A homogeneous linear system is a system whose constant terms are all 0. In matrix form, it looks like

Ax = 0.

This situation is special for one immediate reason: the zero vector always solves it.

Definition

Homogeneous system

A homogeneous linear system is a linear system of the form

Ax = 0.

Its trivial solution is the zero vector $x = 0$ .

The real question is whether there are also nontrivial solutions.

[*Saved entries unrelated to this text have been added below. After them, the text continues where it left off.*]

Issue #3279, opened 2023-06-12
[BUG] Fluid fails to run on Kubernetes v1.20 because of missing API resource batch/v1beta1 cronjobs


TrafalgarZZZ:
**What is your environment(Kubernetes version, Fluid version, etc.)**
Fluid [72a6426](https://github.com/fluid-cloudnative/fluid/commit/72a6426eff2cdc6a50524cbf149db4f7ae293ece)

**Describe the bug**
When running Fluid on Kubernetes v1.20, dataset controller keeps failing with the following error:
```
if kind is a CRD, it should be installed before calling Start  {"kind": "CronJob.batch", "error": "no matches for kind \"CronJob\" in version \"batch[/](https://github.com/fluid-cloudnative/fluid/compare/master...TrafalgarZZZ:bugfix/compatibility_for_batch_v1beta1?expand=1#)v1\""}
```

**What you expect to happen:**

**How to reproduce it**

**Additional Information**

PR #3280, opened 2023-06-12
bugfix: Support batch/v1beta1 cronjobs for compatibility before Kubernetes v1.21

TrafalgarZZZ:
`batchv1.CronJobs` is not supported before Kubernetes v1.20  so that Fluid now fails to run on K8s v1.20 with the following error:
```

if kind is a CRD, it should be installed before calling Start  {"kind": "CronJob.batch", "error": "no matches for kind \"CronJob\" in version \"batch[/](https://github.com/fluid-cloudnative/fluid/compare/master...TrafalgarZZZ:bugfix/compatibility_for_batch_v1beta1?expand=1#)v1\""}
```

This PR fixes by firstly listing all supported API resources in the `batch/v1` group version through discovery client and check if `cronjobs` resource exists. If not, it fallbacks to use `batch/v1beta1` for `cronjobs`.

#3279 

### DIFF
--- a/pkg/utils/compatibility/batch.go
+++ b/pkg/utils/compatibility/batch.go
@@ -1,0 +1,37 @@
+package compatibility
+
+import (
+	"log"
+
+	"k8s.io/apimachinery/pkg/api/errors"
+	"k8s.io/client-go/discovery"
+	ctrl "sigs.k8s.io/controller-runtime"
+)
+
+var batchV1CronJobCompatible = false
+
+func init() {
+	restConfig := ctrl.GetConfigOrDie()
+
+	discoveryClient := discovery.NewDiscoveryClientForConfigOrDie(restConfig)
+	if resources, err := discoveryClient.ServerResourcesForGroupVersion("batch/v1"); err != nil {
+		if !errors.IsNotFound(err) {
+			log.Fatalf("failed to discover batch/v1 group version: %v", err)
+		}
+	} else {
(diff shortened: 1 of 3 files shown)


zwwhdls:
Can you also update the cronjob version in https://github.com/fluid-cloudnative/fluid/blob/master/charts/fluid-datamigrate/juicefs/templates/cronjob.yaml#L2 based on k8s version, just like https://github.com/fluid-cloudnative/fluid/blob/master/charts/fluid/fluid/templates/csi/driver.yaml#L1 ?

pkg/utils/compatibility/batch.go
```diff
@@ -0,0 +1,35 @@
+package compatibility
```
cheyang, line 1: Please add license header.

pkg/utils/compatibility/batch.go
```diff
@@ -0,0 +1,35 @@
...
+import (
+	"log"
+
+	"k8s.io/apimachinery/pkg/api/errors"
+	"k8s.io/client-go/discovery"
+	ctrl "sigs.k8s.io/controller-runtime"
+)
+
+var batchV1CronJobCompatible = false
+
```
cheyang, line 12: How about moving this file to `pkg/utils/kubeclient`?

cheyang (approved):
/lgtm
/approve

The null space collects all homogeneous solutions

Definition

Null space

If $A$ is a matrix, the null space of $A$ is

N(A) = \{x : Ax = 0\}.

So N(A) is exactly the solution set of the homogeneous system $Ax = 0$ .

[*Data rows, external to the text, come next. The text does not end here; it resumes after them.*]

PR #3281, opened 2023-06-12
fix default master journal type setting

VincentLeeMax:

In default setting, the `alluxio.master.journal.type` will set to `UFS`, causing the HA mode fail. Now we change the default setting according to the master replicas.

Deploy a HA alluxio dataset,  delete the leading master pod, you will see: 
* Without this commit, the leading master will always be master-0 if it exists, and the workers will lost when the old leading master restart.
* With the commit, everything works well.

### DIFF
--- a/pkg/ddc/alluxio/transform_optimization.go
+++ b/pkg/ddc/alluxio/transform_optimization.go
@@ -66,7 +66,11 @@ func (e *AlluxioEngine) optimizeDefaultProperties(runtime *datav1alpha1.AlluxioR
 	setDefaultProperties(runtime, value, "alluxio.user.file.passive.cache.enabled", "false")
 	setDefaultProperties(runtime, value, "alluxio.user.block.avoid.eviction.policy.reserved.size.bytes", "2GB")
 	setDefaultProperties(runtime, value, "alluxio.master.journal.folder", "/journal")
-	setDefaultProperties(runtime, value, "alluxio.master.journal.type", "UFS")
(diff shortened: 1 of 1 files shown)


cheyang (approved):
/lgtm
/approve

cheyang:
@VincentLeeMax could you please fix DCO issue by following https://github.com/fluid-cloudnative/fluid/pull/3281/checks?check_run_id=14182631765

pkg/ddc/alluxio/transform_optimization.go
```diff
@@ -66,7 +66,11 @@ func (e *AlluxioEngine) optimizeDefaultProperties(runtime *datav1alpha1.AlluxioR
 	setDefaultProperties(runtime, value, "alluxio.user.file.passive.cache.enabled", "false")
 	setDefaultProperties(runtime, value, "alluxio.user.block.avoid.eviction.policy.reserved.size.bytes", "2GB")
 	setDefaultProperties(runtime, value, "alluxio.master.journal.folder", "/journal")
-	setDefaultProperties(runtime, value, "alluxio.master.journal.type", "UFS")
+	if value.Master.Replicas > 1 {
```
cheyang, line 69: If possible, could you please add unit test for this change? Thanks.

VincentLeeMax: > If possible, could you please add unit test for this change? Thanks.

I don't know which file should the unit test write to, could you tell me?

This definition turns a list of solutions into a mathematical object. Instead of saying "here are some vectors that work," you can describe the whole set at once.

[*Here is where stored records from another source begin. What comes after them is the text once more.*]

PR #3287, opened 2023-06-13
bugfix: fix csi plugin loop mount bug

### LINKED ISSUE #3286: [BUG] CSI Plugin contaminates /proc/mounts with its HostPath volumes when restarting
Fluid 0.9.0
Fluid 0.8.6

**Describe the bug**
Fluid CSI Plugin will keep contaminating the /proc/mounts with a large amount of mount info about `/var/lib/kubelet/pki`

```
$ cat /proc/mounts | grep -c pki
31
```
The number increases to twice after the CSI Plugin restarts or recreated by upgrade fluid's version.

/proc/mounts should be cleaned when Fluid CSI Plugin restarts.

**How to reproduce it**
Fluid 0.9.0 and 0.8.6 are affected.

**Additional Information**

TrafalgarZZZ:
This PR fixes #3286, which is caused by looping bind-mounts when Fluid's CSI plugin attempts to mount both `/var/lib/kubelet`(with `mountPropagation=Bidirectional`) and `/var/lib/kubelet/pki` into the container. 

This PR fixes this bug by checking if `kubelet-root-dir` is a parent directory of `kubelet-cert-dir` and determine whether to mount `kubelet-cert-dir`.  This is to avoid looping bind mounts and mount info leak when restarting the Pod.

fixes #3286 

### DIFF
--- a/charts/fluid/fluid/CHANGELOG.md
+++ b/charts/fluid/fluid/CHANGELOG.md
@@ -57,3 +57,4 @@
 * Fix components rbacs and set Fluid CSI Plugin with node-authorized kube-client
 
 ### 1.0.0
+* Fix CSI Plugin loop mount bug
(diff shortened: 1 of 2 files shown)


cheyang (approved):
/lgtm
/approve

Row reduction tells you the shape of the null space

To find N(A), you solve $Ax = 0$ by reducing the augmented system $[A \mid 0]$ . The pivots tell you which variables are determined; the free variables tell you how many directions of freedom remain.

Worked example

Solve a homogeneous system and describe the null space

Let

A = \begin{bmatrix} 1 & 2 & -1 \\ 2 & 4 & -2 \end{bmatrix}.

To solve $Ax = 0$ , row-reduce:

\left[ \begin{array}{ccc|c} 1 & 2 & -1 & 0 \\ 2 & 4 & -2 & 0 \end{array} \right] \sim \left[ \begin{array}{ccc|c} 1 & 2 & -1 & 0 \\ 0 & 0 & 0 & 0 \end{array} \right].

So the equation is

x_1 + 2x_2 - x_3 = 0.

Take $x_2 = s$ and $x_3 = t$ as free variables. Then

x_1 = -2s + t.

Therefore

x = \begin{bmatrix} -2s + t \\ s \\ t \end{bmatrix} = s \begin{bmatrix} -2 \\ 1 \\ 0 \end{bmatrix} + t \begin{bmatrix} 1 \\ 0 \\ 1 \end{bmatrix}.

N(A) = \operatorname{Span} \left\{ \begin{bmatrix} -2 \\ 1 \\ 0 \end{bmatrix}, \begin{bmatrix} 1 \\ 0 \\ 1 \end{bmatrix} \right\}.

This example shows why null-space descriptions are powerful. They tell you not only whether solutions exist, but how every solution is built.

Homogeneous solutions control nonhomogeneous ones

The same idea explains the structure of a system $Ax = b$ when it is consistent.

Theorem

Every solution is a particular solution plus a null-space vector

Suppose $x_p$ is one particular solution of $Ax = b$ .

Then a vector x solves $Ax = b$ if and only if

x = x_p + v

for some $v \in N(A)$ .

This is the key structural theorem behind free-variable formulas.

Proof

Why the full solution set has the form $x_p + N(A)$

A nonhomogeneous example

Worked example

Describe all solutions as a translate of the null space

Suppose the system $Ax = b$ has one particular solution

x_p = \begin{bmatrix} 3 \\ 0 \\ 1 \end{bmatrix},

and suppose

N(A) = \operatorname{Span} \left\{ \begin{bmatrix} 1 \\ -1 \\ 0 \end{bmatrix} \right\}.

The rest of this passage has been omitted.